IHateWomanBeaters agony auntBottom line. If someone loves someone, they are not going to care about their past.

I believe that if he really loves you, the fact that you are not a virgin will not make a difference.

By the way, you are a complete and total, utter virgin. You did not even go to oral with the guy.

If your boyfriend has any issues with your past, then he never loved you and only loved the idea of you as a virgin.

Example-

I have a hero complex. I felt like I could not stop thinking about this one girl for two years. I recently realized the only reason why I really liked her was because she was a damsel in distress, aka, a pretty victim as a female friend put it. I was in love with the concept of saving the most beautiful woman I have ever seen, mixed with the fact that she was off the market in a bad relationship with a not so nice guy. Now that I see her on her own, successful, doing well, etc. I am very happy and glad for her, but I lost that NEED to be with her. Yea, she has a good personality, I can see myself dating her and liking her, but I don't see myself being so utterly head over heels for her until I get to know HER as a person vs her as a concept better.

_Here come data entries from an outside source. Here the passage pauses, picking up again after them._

PR #722, opened 2024-01-25
[Auth0] Allow redirecting to custom URL after logout

yuvipanda:
This can't be just done by setting logout_redirect_url unfortunately, as client_id is also required to be passed in here (see https://auth0.com/docs/authenticate/login/logout/redirect-users-after-logout).

While that could be done via a callable, this is much cleaner to do.

### DIFF
--- a/oauthenticator/auth0.py
+++ b/oauthenticator/auth0.py
@@ -2,6 +2,7 @@
 A JupyterHub authenticator class for use with Auth0 as an identity provider.
 """
 import os
+from urllib.parse import urlencode
 
 from jupyterhub.auth import LocalAuthenticator
 from traitlets import Unicode, default
@@ -41,6 +42,17 @@ class Auth0OAuthenticator(OAuthenticator):
             "Configuring either auth0_domain or auth0_subdomain is required"
         )
 
+    logout_redirect_to_url = Unicode(
+        config=True,
+        help="""
+        Redirect to this URL after the user is logged out.
+
+        Must be explicitly added to the "Allowed Logout URLs" in the configuration
+        for this Auth0 application. See https://auth0.com/docs/authenticate/login/logout/redirect-users-after-logout
+        for more information.
+        """
+    )
+
     auth0_subdomain = Unicode(
         config=True,
         help="""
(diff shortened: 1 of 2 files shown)


GeorgianaElena (commented):
@yuvipanda, I believe some form of logout and redirect should be possible without the client id too as Auth0 supports logout at [different session "levels"](https://auth0.com/docs/manage-users/sessions/session-layers#session-logout).

- According to [auth0 docs](https://auth0.com/docs/authenticate/login/logout/redirect-users-after-logout), for logout requests that **do not include the client_id parameter**  the returnTo URL must be added to **the Allowed Logout URLs list in the [Advanced tab of the Tenant Settings](https://manage.auth0.com/#/tenant/advanced)** ➡️ which **logouts at Auth0 Session Layer**

- Whereas, for logout requests that **include the client_id parameter**  the returnTo URL must be added to **the Allowed Logout URLs list in the Settings tab of the Auth0 app** that is associated with the specified CLIENT_ID. ➡️ **which logouts out at the Application Session Layer**

Can it be that simply setting the `logout_redirect_url` didn't work because it might not have been added to the appropriate Allowed Logout URLs (i.e. at tenant level)?

Either way, we can support logging out at the app level as well, which is what this PR does. Though the only suggestion would be in this case to name this new config different so that it's less confusing by being less similar to the initial one (logout_redirect_url) and that it's clear that it does an app-level logout?

yuvipanda:
I was experimenting with this today, and here are my results:

| - | `client_id` specified | `client_id` not specified |
| `returnTo` specified | `returnTo` is just ignored, user is redirected to whatever is the first url specified in the logout settings | `returnTo` is just ignored, user is shown a page that just says 'OK' |
| `returnTo` not specified | `returnTo` is just ignored, user is redirected to whatever is the first url specified in the logout settings | `returnTo` is just ignored, user is redirected to whatever is the first url specified in the logout settings |

Ok so that's a bit redundant, but at least what I've discovered so far seems to be that `returnTo` is ignored, and you must specify `client_id` at which point you get redirected to whatever was first in the approved list of logout URLs. This seems contrary to what they have documented

@GeorgianaElena from your links, it's possible that perhaps this logout url was added by the community to the *wrong* location. I'll follow up and debug some more. It would be nice to not need this!

yuvipanda:
From my experimentation in https://github.com/jupyterhub/oauthenticator/pull/722#issuecomment-1922427154, I've noticed that you *must* specify `client_id` for anything to work at all. This completely contradicts Auth0's own documentation.

However, `client_id` is not actually public information - it is available to anyone who clicks the 'login' url. So we don't actually need to protect this. As such, users can get the desired behavior by using the existing `logout_redirect_url` behavior, and specifying `?client_id` directly. This is what I've now documented as we should do with 2i2c (https://github.com/2i2c-org/infrastructure/pull/3883/files#diff-645ca1737a635e7140f9811524d2612c4ff4573f6b0314e5bff33087adb17e12R72).

With that, I think it's ok to close this PR!

Issue #487, opened 2022-02-21
Option to extract additional token in generic OAuth2 authenticator


michaeljfazio:
### Proposed change
I would like to extract an OIDC ID token in auth_state_hook. This seems like it should be straight forward when using
the generic authenticator however it is not OIDC friendly. Specifically, it does not provide an easy way to extract the
id_token. 

### Alternative options
Option 1: Allow users to specify additional tokens to be extracted into auth state (e.g. c.LocalGenericOAuthenticator.extra_tokens['id_token']
Option 2. Automatically detect if the token response contains an "id_token" and add it to the auth_state implicitly.

### Who would use this feature?
In my case this is useful so that I can take the id_token and convert it to temporary AWS credentials server side using something like this auth hook:

```python
def auth_state_hook(spawner, auth_state):
    id_token = auth_state['id_token']
    identity_pool_id = os.environ.get('IDENTITY_POOL_ID')
    cognito_provider = os.environ.get('COGNITO_PROVIDER_URL')[8:]

    cognito = boto3.client('cognito-identity')
    logins = { cognito_provider: id_token }

    # 1. Generate/retrieve pool identity
    identity_id = cognito.get_id(IdentityPoolId=identity_pool_id, Logins=logins)['IdentityId']

    # 2. Get temporary credentials for identity
    credentials = cognito.get_credentials_for_identity(IdentityId=identity_id, Logins=logins)

    # 3. Apply temporary credentials to notebook
    spawner.environment['AWS_ACCESS_KEY_ID'] = credentials['AccessKeyId']
    spawner.environment['AWS_SECRET_ACCESS_KEY'] = auth_state['SecretKey']
    spawner.environment['AWS_SESSION_TOKEN'] = auth_state['SessionToken']
```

I am messed up. I am attracted to damsels in distress, especially really, really beautiful ones.

This guy, if he falls out of love with you because you dry humped some dude, never was in love with you in the first place.

So, in a nutshell, if you don't tell him, you would be committing to a relationship that would continue under false pretenses.

Be honest, be open, and be up front. Honesty does not kill real relationships. Honesty kills fake relationships and allows for the building of real ones.